The theatre was the old high school auditorium and an organ chamber was created when the theatre was renovated. the society is a 501©
charity and is looking for donations towards the $55,000.00 needed to fully restore the organ.

Monday October 17,2005 at 7:30 PM at the Medford Public library, the society will be giving a presentation on the important part theatre organs played in the so called silent film era.

Ron Newman
Ron Newman on April 15, 2006 at 3:24 pm

This building now contains Anthony’s Wine and Liquors, along with two smaller storefronts. The liquor store’s address is 269-267 Spring Street. That is probably how the theatre should be listed here, unless someone has another address from an old advertisement or directory.

Burlington13
Burlington13 on May 30, 2008 at 2:14 pm

This theatre was on Spring Street, around the corner from the old car barns on Salem St. I think they made the second floor into a pool room or it was in the next building on the second floor.
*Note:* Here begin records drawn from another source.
PR #253, opened 2016-09-23
Removed naming conflict with Qt's emit define

marcobusemann:
The alternative would be to configure Qt to not define emit. But obviously we are not able to do that in every project.


msotclas:
Hi __@marcobusemann__, I'm your friendly neighborhood Microsoft Open Technologies, Inc. Pull Request Bot (You can call me MSOTBOT). Thanks for your contribution!
    <span>You've already signed the contribution license agreement. Thanks!</span>
        <span>We will now validate the agreement and then real humans will evaluate your PR.</span>

TTYL, MSOTBOT;

kirkshoop:
Thanks!

PR #254, opened 2016-09-27
decouple zip operator from observable

kirkshoop:
made changes to the operator implementation pattern. using zip as the
first example.

- allows rx-lite.hpp to not include the operators and instead have the app explicitly include only the operators needed.
- allows all zip related logic to be only in the rx-zip.hpp. observable only has a forwarding function named zip and operators define zip_tag and its include_header member.
- improves docs by linking the observable and free operator methods to the single doc at file scope.
- operator_member_missing overloads allow static asserts to help usage.
- the include_header member of the zip_tag allows a static assert to ask for the zip file to be included when omitted in rx-lite mode

@gchudnov, as a regular operator contributor, I would especially appreciate your feedback here. Is this an improvement? Would you do anything differently?

### DIFF
--- a/Rx/v2/src/rxcpp/operators/rx-zip.hpp
+++ b/Rx/v2/src/rxcpp/operators/rx-zip.hpp
@@ -7,63 +7,130 @@
 
 #include "../rx-includes.hpp"
 
+/*! \file rx-zip.hpp
+
+    \brief Bring by one item from all given observables and select a value to emit from the new observable that is returned.
+
+    \tparam AN  types of scheduler (optional), aggregate function (optional), and source observables
+
+    \param  an  scheduler (optional), aggregation function (optional), and source observables
+
+    \return  Observable that emits the result of combining the items emitted and brought by one from each of the source observables.
+
+    If scheduler is omitted, identity_current_thread is used.
+
+    If aggregation function is omitted, the resulting observable returns tuples of emitted items.
+
+    \sample
+
+    Neither scheduler nor aggregation function are present:
+    \snippet zip.cpp zip sample
+    \snippet output.txt zip sample
+
+    Only scheduler is present:
+    \snippet zip.cpp Coordination zip sample
+    \snippet output.txt Coordination zip sample
+
+    Only aggregation function is present:
+    \snippet zip.cpp Selector zip sample
+    \snippet output.txt Selector zip sample
+
+    Both scheduler and aggregation function are present:
+    \snippet zip.cpp Coordination+Selector zip sample
+    \snippet output.txt Coordination+Selector zip sample
+*/
+
 namespace rxcpp {
 
 namespace operators {
 
 namespace detail {
 
-template<class T>
+template<class Observable>
 struct zip_source_state
 {
+    using value_type = rxu::value_type_t<Observable>;
     zip_source_state() 
         : completed(false) 
     {
     }
-    std::list<T> values;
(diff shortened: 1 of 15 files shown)


gchudnov:
Looks great!
I like the way the related operator logic and docs are localized to a specific file. It should simplify the development and the usage of the library.
And better diagnostic messages on errors definitely helps a lot.

I'll give more feedback, just need some more time to play with it..

Rx/v2/src/rxcpp/operators/rx-zip.hpp
```diff
@@ -200,55 +241,120 @@ struct zip : public operator_base<rxu::value_type_t<zip_traits<Coordination, Sel
     }
```
gchudnov: Trying to implement an operator in a new way..

```struct zip : public operator_base```
^^
Is that the preferred way to create an operator?

**Comment by gchudnov** [comment]
Just implemented [debounce](https://github.com/gchudnov/RxCpp/commit/5330a34c6503822199b432ca6ec5fa45205af07b) in a new way (draft, it looks I messed up coordination a little and need to improve the docs).

The implementation is a bit complex, however with the help of better diagnostic messages it *might* be easier to use the library.

The only thing that worries me is the lack of explicit function signatures. It might be a bit complex to use the library for a user.
The signature of an operator is buried inside:
```
auto debounce(AN&&... an) const
```
and the overloads of:
```
Result observable_member_for(....
```

However, the better documentation might fix that.

File: Rx/v2/src/rxcpp/operators/rx-zip.hpp (hunk 1 above)
Comment (kirkshoop) [inline Rx/v2/src/rxcpp/operators/rx-zip.hpp]: it has been :)

I haven't yet heard of an issue where having the members be public induced someone to muck with them and break the operators contract. That would push me over the edge to making the members private.

I do however consider the members to be implementation details that could change in minor releases. This means that the members should be private now.

Conclusion - I am not going to require the members to be private, but I now recommend that they are made private.

**Comment by kirkshoop** [comment]
debounce looks nice!

I have a problem on VS2013 that is preventing me from merging zip. I hope to workaround that soon.

Yes, the generic function signatures require more documentation. The `observable_member_missing` overloads can also be used explain what is expected at compile-time. 

The generic overloads also guarantee that both the `.zip` and `| rxo::zip` paths have the exact same overloads.

File: Rx/v2/src/rxcpp/operators/rx-zip.hpp [hunk 2]
```diff
@@ -7,63 +7,130 @@
...
         return val;
     }
 };
 
-template<class Coordination, class Selector, class... ObservableN>
-struct zip_traits {
-    typedef std::tuple<ObservableN...> tuple_source_type;
-    typedef std::tuple<zip_source_state<typename ObservableN::value_type>...> tuple_source_values_type;
+template<class... AN>
+struct zip_invalid_arguments {};
```
gchudnov: @kirkshoop  

In a [PR](https://github.com/Reactive-Extensions/RxCpp/pull/258) I made a copy of `zip_invalid_arguments`, `zip_invalid`, `zip_invalid_t`.

And it looks these structures might be similar for all operators. What do you think about extracting them?

kirkshoop: I decided not to since some compilers did not trigger the static assert and this makes the operator and arguments clear in the debug output when the overload is missing

PR #262, opened 2016-10-22
decouple debounce from observable

gchudnov:
Reimplemented using the pattern for lifters.
Please review.

Thank you,
Grigoriy


kirkshoop:
Looks great! Thanks for your help!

The area in front of the theatre was called a square but I forget the name of it, does anyone remember?

elpowers36
elpowers36 on November 2, 2008 at 12:43 am

circa 1943-1954: The Fellsway Theater was in Stevens Square (formerly named Haines Square) at the junction of Spring Street and Salem Street. To the left of the theater on the corner was a drugstore and above the drugstore was a dentist office. To the right of the theater was a liquor store, hair salon/barber shop, and on the corner was a branch of the Medford Savings Bank. Above those businesses was a pool hall. The “Car Barns” (trolley and bus yard) was to the rear of the theater. The kids used to call the theater “The Bug House” and the long-time theater usher was a man called “Charlie”. There was always a double feature, Coming Attractions, Newsreel, and a cartoon. At the Saturday matinee there was also an episode of a Serial. During the War they used to turn on the house lights between the double feature and collect money for war bonds.